# How to start prepping - lose weight!



## zachthemac (Jan 17, 2017)

IMHO, only ... And I know that I'm new on this forum...

But whenever I see people asking how to start prepping or youtube vids on how to start, I'm thinking to myself - Lose weight! The boring truth. Because how much will your 500 lbs of food or 10k rounds of ammo help if you die a month into SHTF because you don't have insulin. Or if you have a heart attack when you to try do any of the manual tasks that you'll need to in order to survive. 

And because it takes so darn long to get healthy then its naturally what you need to start on first. And, should nothing happen as a result of X, Y, or Z predictions then hey - you're healthy and that's invaluable. 
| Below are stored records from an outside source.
PR #7230, opened 2025-03-03
FISH-10526: update of corba to use new concurrency implementation instead of synchronized blocks

breakponchito:
Updating corba version to use new concurrency implementation
## Description

This is a feature to improve the concurrency functionality of the corba implementation when processing big messages. The process to read big messages cause to split in multiple fragments internally processed by multithread functionality. The reported issue from customer mentioned that in some moment most of the threads are in the wait state causing an startvation because any of those threads can get time to continue processing. This will impact the system using most of the resources available and in some moment restart the system to clear resources
### Testing Performed

You need to deploy the following EJB on the server:

[remoteview.zip](https://github.com/user-attachments/files/19061160/remoteview.zip)

And use the same as a lib for the following stand alone application:

[EJBRemoteClient6.zip](https://github.com/user-attachments/files/19061167/EJBRemoteClient6.zip)

This is a remote client implementation that will send 300 requests to the server sending big message each one. This will cause to split the big message in fragments using the internal fragment processing from corba.

On the Main class you will see the remote call configuration to execute the tests with multiple threads creating 300 requests to the server. something important for the standalone application is to indicate the correct path for the modules folder and resolve all dependencies for the EJB Client call configuration:

image

to enable the new implementation with locks you need to set the following property on the system:

`com.sun.corba.ee.protocol.enablingNewFragmentProcess=true`

by default this is set as false to use the synchonized mechanism

also you can set the timeout time of the internal management of the process to wait for information on the queue with the following property:

`com.sun.corba.ee.protocol.newFragmentEmptyConditionTimeout=10000`

by default this is set with 10000 milliseconds, the unit for the value is milliseconds and this value is only used when the previous property is set as true

when you enable the new implementation you can send multiple calls of the client sending 300 messages and check with a tool like visualvm the behavior of the system. Here the example of results:

image

### Testing Environment

windows 11, azul JDK 11 and maven 3.8.6

### DIFF
--- a/core/pom.xml
+++ b/core/pom.xml
@@ -127,7 +127,6 @@
         
         <!-- implementation and build dependencies -->
         <glassfish-management-api.version>3.2.3.payara-p1</glassfish-management-api.version>
-        <!--glassfish-corba.version>4.2.4.payara-p2</glassfish-corba.version-->
         <glassfish-corba.version>4.2.4.payara-p3</glassfish-corba.version>
         <junit.version>4.13.2</junit.version>
         <mockito.version>2.28.2</mockito.version>
--- a/core/pom.xml
+++ b/core/pom.xml
@@ -127,7 +127,7 @@
         
         <!-- implementation and build dependencies -->
         <glassfish-management-api.version>3.2.3.payara-p1</glassfish-management-api.version>
-        <glassfish-corba.version>4.2.4.payara-p3</glassfish-corba.version>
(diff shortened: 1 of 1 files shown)


breakponchito:
Jenkins test please

breakponchito:
Jenkins test please

breakponchito:
Jenkins test please

breakponchito:
Jenkins test please

Pandrex247 (approved):

PR #7238, opened 2025-03-10
Fish 8858 docker images do not log to file

luiseufrasio:
## Description
Payara Docker Images do not log to file server.log

### Blockers
None

### New tests
None

### Testing Performed
1. Use in WSL
2. mvn clean install -DskipTests at root directory
3. cd appserver/extras/docker-images/server-full
4. mvn clean package
5. cd target/docker
6. docker build -t payara/server-full:local -f ./payara/server-full/build/Dockerfile.jdk11 ./payara/server-full/tmp/docker-build/
7. docker run -it -e ENABLE_FILE_LOGS=true -p 8080:8080 -p 4848:4848 --name payara_docker payara/server-full:local
8. Verify that server.log file now is filled with logs and the system property com.sun.enterprise.server.logging.GFFileHandler.logtoFile is enabled

### Testing Environment
Zulu JDK 11 on Ubuntu 22.04 with Maven 3.9.0

## Documentation
PR will be created

## Notes for Reviewers
None

### DIFF
--- a/appserver/extras/docker-images/server-full/src/main/docker/bin/entrypoint.sh
+++ b/appserver/extras/docker-images/server-full/src/main/docker/bin/entrypoint.sh
@@ -41,10 +41,8 @@
 
 if [ "${ENABLE_FILE_LOGS:-false}" == "true" ]; then
       echo "[Entrypoint] Enabling Logs into server.log"
-      ${PAYARA_DIR}/bin/asadmin --user=${ADMIN_USER} --passwordfile=${PASSWORD_FILE} start-domain ${DOMAIN_NAME}
-      ${PAYARA_DIR}/bin/asadmin --user=${ADMIN_USER} --passwordfile=${PASSWORD_FILE} \
-            set-log-attributes com.sun.enterprise.server.logging.GFFileHandler.logtoFile=true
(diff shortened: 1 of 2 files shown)


kalinchan:
Why not just change the value to true in the Dockerfile? 

If a user wants to disable this, they can do so via preboot/postboot commands?

luiseufrasio:
> Why not just change the value to true in the Dockerfile?
> 
> If a user wants to disable this, they can do so via preboot/postboot commands?

I suppose there is a reason for setting the value to false by default. Only one customer asked for the option to change it to true, so I did not want to change the default behavior for everyone.

kalinchan:
> I suppose there is a reason for setting the value to false by default. Only one customer asked for the option to change it to true, so I did not want to change the default behavior for everyone.

Looking at the commit history there doesn't seem to be a specific reason, I also don't see any potential errors that could arise from this. However, I suppose this is probably a product matter.

Pandrex247 (changes requested):
You don't _have_ to use domain1 in our docker images, it's just the default.

I'm not a fan of this method, and upon review I'm not even sure what the point of this is - you can just re-enable the log settings in a postboot script.

Pandrex247:
We will simply update the documentation

PR #7271, opened 2025-03-27
FISH-9749 Add option to skip jdbc client info validation

kalinchan:
## Description

Add option to admin console to skip client info validation.
Also throw a restart required when changed.

### Blockers

n/a
### New tests

none
### Testing Performed

Deployed an simple jpa example from Payara-Examples to verify if client info was skipped when set.
Also verified behaviour isn't changed dynamically
### Testing Environment

Java version: 21.0.5, vendor: Azul Systems, Inc., runtime: /Users/kalinchan/.sdkman/candidates/java/21.0.5-zulu/zulu-21.jdk/Contents/Home
OS name: "mac os x", version: "15.1.1", arch: "aarch64", family: "mac"

## Documentation

https://github.com/payara/Payara-Documentation/pull/578

### DIFF
--- a/appserver/jdbc/jdbc-ra/jdbc40/src/main/java/com/sun/gjc/spi/jdbc40/ConnectionHolder40.java
+++ b/appserver/jdbc/jdbc-ra/jdbc40/src/main/java/com/sun/gjc/spi/jdbc40/ConnectionHolder40.java
@@ -102,7 +102,7 @@ public class ConnectionHolder40 extends ConnectionHolder {
      */
     protected void init() {
         try {
-            if (!skipClientInfoValidation && isSupportClientInfo()) {
+            if (isSupportClientInfo()) {
                 defaultClientInfo = getClientInfo();
             }
         } catch (Exception e) {
@@ -400,6 +400,9 @@ public class ConnectionHolder40 extends ConnectionHolder {
      * @since 1.6
      */
     private boolean isSupportClientInfo() {
+        if (skipClientInfoValidation) {
+            return false;
+        }
         Boolean isSupportClientInfo = getManagedConnection().isClientInfoSupported();
         if (isSupportClientInfo != null) {
             return isSupportClientInfo;
--- a/appserver/jdbc/jdbc-ra/jdbc40/src/main/java/com/sun/gjc/spi/jdbc40/ConnectionHolder40.java
+++ b/appserver/jdbc/jdbc-ra/jdbc40/src/main/java/com/sun/gjc/spi/jdbc40/ConnectionHolder40.java
@@ -102,7 +102,7 @@ public class ConnectionHolder40 extends ConnectionHolder {
      */
     protected void init() {
         try {
-            if (isSupportClientInfo()) {
+            if (!skipClientInfoValidation && isSupportClientInfo()) {
                 defaultClientInfo = getClientInfo();
             }
         } catch (Exception e) {
--- a/appserver/jdbc/jdbc-ra/jdbc40/src/main/java/com/sun/gjc/spi/jdbc40/ConnectionHolder40.java
+++ b/appserver/jdbc/jdbc-ra/jdbc40/src/main/java/com/sun/gjc/spi/jdbc40/ConnectionHolder40.java
@@ -37,7 +37,7 @@
  * only if the new code is made subject to such option by the copyright
  * holder.
  *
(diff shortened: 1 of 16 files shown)


appserver/resources/resources-connector/src/main/java/org/glassfish/resources/admin/cli/ResourceConstants.java
```diff
@@ -259,6 +259,7 @@ public final class ResourceConstants {
     public static final String THREAD_LIFETIME_SECONDS = "thread-lifetime-seconds";
     public static final String TASK_QUEUE_CAPACITY = "task-queue-capacity";
     public static final String MAX_ASYNC = "max-async";
+    public static final String SKIP_CLIENT_INFO_VALIDATION = "skip-client-info-validation";
```
Pandrex247, line 262: You should move this up to under ` // JDBC Connection pool` - where it is you've put it under `// concurrent resource objects`

appserver/jdbc/jdbc-runtime/src/main/java/org/glassfish/jdbcruntime/service/JdbcServiceConfigListener.java
```diff
@@ -0,0 +1,87 @@
...
+import java.beans.PropertyChangeEvent;
+import java.util.ArrayList;
+import java.util.List;
+
+@Service
+@RunLevel(StartupRunLevel.VAL)
+public class JdbcServiceConfigListener implements ConfigListener {
+
+    @Inject
+    private JdbcConnectionPool jdbcConnectionPool;
```
Pandrex247, line 62: Unused?
```suggestion
```

appserver/jdbc/jdbc-runtime/src/main/java/org/glassfish/jdbcruntime/service/JdbcServiceConfigListener.java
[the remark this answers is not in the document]
kalinchan: Didn't work for me when testing - will try again

appserver/jdbc/jdbc-runtime/src/main/java/org/glassfish/jdbcruntime/service/JdbcServiceConfigListener.java
kalinchan: According to the ConfigListener interface, it only registers for Injected @Configured classes hence the unused injection.

appserver/jdbc/jdbc-runtime/src/main/java/org/glassfish/jdbcruntime/service/JdbcServiceConfigListener.java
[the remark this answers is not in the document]
Pandrex247: Actually there is a difference - having the ConfigListener under `JdbcAdminServiceImpl` has the "Restart Required" only get triggered on the DAS, not on all applicable instances.

So it's valid to have this in its own class

appserver/jdbc/jdbc-runtime/src/main/java/org/glassfish/jdbcruntime/service/JdbcServiceConfigListener.java
kalinchan: Seems like the Transaction registering the listener is enough. Removed.

appserver/resources/resources-connector/src/main/java/org/glassfish/resources/admin/cli/ResourceConstants.java
kalinchan: Resolved

appserver/jdbc/jdbc-ra/jdbc40/src/main/java/com/sun/gjc/spi/jdbc40/ConnectionHolder40.java
Pandrex247, line 1: Should we also be skipping in the close method? That also runs the `isSupportClientInfo` method

It might be worth moving `skipClientInfoValidation` into the method itself

Pandrex247 (changes requested):

Pandrex247 (approved):

luiseufrasio (approved):
LGTM

PR #7275, opened 2025-03-31
FISH-9527 Implement Movable Master Password

Viii3:
## Description

- Implements FISH-9527
  - Instead of saving the master password to the default location, the user has the option to save the master password to a different location.
  - A `masterpasswordlocation` parameter has been added to `create-domain`, `change-master-password`, `create-local-instance`.

### Testing Performed

- Created a new domain without a master password.
- Created a new domain with a master password (default location).
- Created a new domain with a master password (custom location).
- Changed master password to a new location.
- Created a new local instance with a master password (default location).
- Created a new local instance with a master password (custom location).

### Testing Environment

Maven version: 3.9.6

### DIFF
--- a/nucleus/admin/server-mgmt/src/main/java/com/sun/enterprise/admin/servermgmt/cli/LocalServerCommand.java
+++ b/nucleus/admin/server-mgmt/src/main/java/com/sun/enterprise/admin/servermgmt/cli/LocalServerCommand.java
@@ -37,7 +37,7 @@
  * only if the new code is made subject to such option by the copyright
  * holder.
  */
-// Portions Copyright [2016-2024] [Payara Foundation and/or affiliates]
+// Portions Copyright [2016-2025] [Payara Foundation and/or affiliates]
 
 package com.sun.enterprise.admin.servermgmt.cli;
 
@@ -61,6 +61,7 @@ import com.sun.enterprise.util.io.FileUtils;
 import com.sun.enterprise.util.io.ServerDirs;
 import org.glassfish.api.ActionReport;
 import org.glassfish.api.admin.CommandException;
+import org.glassfish.grizzly.utils.Charsets;
 import org.w3c.dom.Document;
 import org.w3c.dom.NodeList;
 import org.xml.sax.SAXException;
@@ -80,14 +81,17 @@ import java.io.IOException;
 import java.net.InetAddress;
 import java.net.InetSocketAddress;
 import java.net.Socket;
+import java.nio.file.Files;
 import java.security.KeyStore;
 import java.util.Arrays;
 import java.util.HashMap;
 import java.util.List;
 import java.util.logging.Level;
+import java.util.logging.Logger;
 import java.util.stream.Stream;
 
 import static com.sun.enterprise.admin.servermgmt.domain.DomainConstants.MASTERPASSWORD_FILE;
+import static com.sun.enterprise.admin.servermgmt.domain.DomainConstants.MASTERPASSWORD_LOCATION_FILE;
 
 /**
  * A class that's supposed to capture all the behavior common to operation on a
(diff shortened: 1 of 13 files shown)


nucleus/admin/server-mgmt/src/main/java/com/sun/enterprise/admin/servermgmt/cli/LocalServerCommand.java
```diff
@@ -61,6 +61,7 @@
 import com.sun.enterprise.util.io.ServerDirs;
 import org.glassfish.api.ActionReport;
 import org.glassfish.api.admin.CommandException;
+import org.glassfish.grizzly.utils.Charsets;
```
svendiedrichsen, line 64: Why not the JDK StandardCharsets?

nucleus/cluster/cli/src/main/java/com/sun/enterprise/admin/cli/cluster/ChangeNodeMasterPasswordCommand.java
```diff
@@ -65,6 +66,7 @@
 import org.glassfish.api.Param;
 import org.glassfish.api.admin.CommandException;
 import org.glassfish.api.admin.CommandValidationException;
+import org.glassfish.grizzly.utils.Charsets;
```
svendiedrichsen, line 69: Why not the JDK StandardCharsets?

nucleus/cluster/cli/src/main/java/com/sun/enterprise/admin/cli/cluster/CreateLocalInstanceCommand.java
```diff
@@ -56,21 +56,28 @@
...
 import java.util.ArrayList;
 import java.util.logging.Level;
+import java.util.logging.Logger;
+
 import org.glassfish.api.ActionReport;
 import org.glassfish.api.I18n;
 import org.glassfish.api.Param;
 import org.glassfish.api.admin.CommandException;
 import org.glassfish.api.admin.CommandValidationException;
+import org.glassfish.grizzly.utils.Charsets;
```
svendiedrichsen, line 74: Why not the JDK StandardCharsets?

nucleus/cluster/cli/src/main/java/com/sun/enterprise/admin/cli/cluster/LocalInstanceCommand.java
```diff
@@ -67,6 +70,7 @@
 import org.glassfish.api.Param;
 import org.glassfish.api.admin.CommandException;
 import org.glassfish.api.admin.CommandValidationException;
+import org.glassfish.grizzly.utils.Charsets;
```
svendiedrichsen, line 73: Why not the JDK StandardCharsets?

Pandrex247 (changes requested):
You're missing an update to the `change-master-password.1` help page

I'm not sure this is correctly working with nodes either - a master-password file is still being created / left behind in the default location, and it doesn't seem to be creating a new one

`asadmin change-master-password --savemasterpassword --masterpasswordlocation D:\Downloads\test-password localhost-domain1`

Pandrex247 (changes requested):
There is some odd behaviour if saving the password to a directory.
If saving a password to a directory with nothing present, this wipes out the directory and replaces it with the master password file.
I would expect that when given a directory it doesn't delete the directory, and instead stores the password in that directory with the default name. That, or just errors out with a message along the lines of "Cannot save master password - file already exists at location"

If saving the password to a directory with stuff in it, it doesn't nuke the directory (good), but it fails without telling you why. You just get a generic error:

```
CLI130: Could not create domain, test-domain-2
Command create-domain failed.
```

Also, you're missing help text in `create-domain.1` and `create-local-instance.1` for `create-domain --help` and `create-local-instance --help` respectively

Pandrex247:
Also please address Sven's comments - you don't need to use Grizzly charsets

Pandrex247 (approved):
Feature branch created to allow us to work on this iteratively.
Outstanding issues will be addressed in follow-up PRs.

It does cost to diet but not mad bucks if you just do it slowly and reasonably. Oatmeal for breakfast, a salad for lunch, fruit for snacks, and lay off the soda and beer.


----------



## Chipper (Dec 22, 2012)

No beer.:vs_shocked:


----------



## zachthemac (Jan 17, 2017)

Killed me, too. I love beer - esp thick, black, malty beers. But they kill my waistline something awful so I switched to red wine. :'(


----------



## TG (Jul 28, 2014)

Vodka is only 60 calories per shot


----------



## bigwheel (Sep 22, 2014)

Dang not sure why your looking at us old fat guys in that tone of voice. Fact is I only drink Bud Light..which is how I manage to stay so slim and plust taking the Shitzu for a walk around the block quite often. When he sees me put on shoes and strap the pepper spray to my wrist and grab my hat and golf club walking cane..he is ready to rumble. He knows mini .22 is already in the pocket of the grand pa pants. Animuls aint as dumb as they seem sometimes. Have drank about 3 soda pops in the past thirty years. Those things are not healthy. Good point. Glad to know the calorie count on Vodka TG. i may try sipping on that instead of the cheap canadian rot gut bourbon clone which is normally on the menu. Wonder how many calories for Windsor Canadian?


----------



## Maine-Marine (Mar 7, 2014)

You are new so I am going to be easy on you. I will refrain from being an ass

1st a skinny person with no food will die before a fat person with a bunch of food (unless the skinny person kills and eats the fat person) 
2nd being skinny and being fit are not equal
3rd I carry extra weight and I have back and knee problems.. my back and knee problems are not because I carry extra weight.. my problems were caused by 21 years of USMC/US Army NG
4th come shtf I guarantee everybody - even preppers will lose weight 

the real boring truth is that being skinny or a weight lifter or a marathon runner will do you no good if you have no rice, beans, water, meat, canned stuff

sure true your best to be fit and health... but do not NOT prep because you need to spend money on diet food


----------



## zachthemac (Jan 17, 2017)

Maine-Marine said:


> You are new so I am going to be easy on you. I will refrain from being an ass
> 
> 1st a skinny person with no food will die before a fat person with a bunch of food (unless the skinny person kills and eats the fat person)
> 2nd being skinny and being fit are not equal
> ...


Definitely do the rest of prepping - but I guess my point is that how are you going to prep your way out of type 2 diabetes? Or congestive heart failure?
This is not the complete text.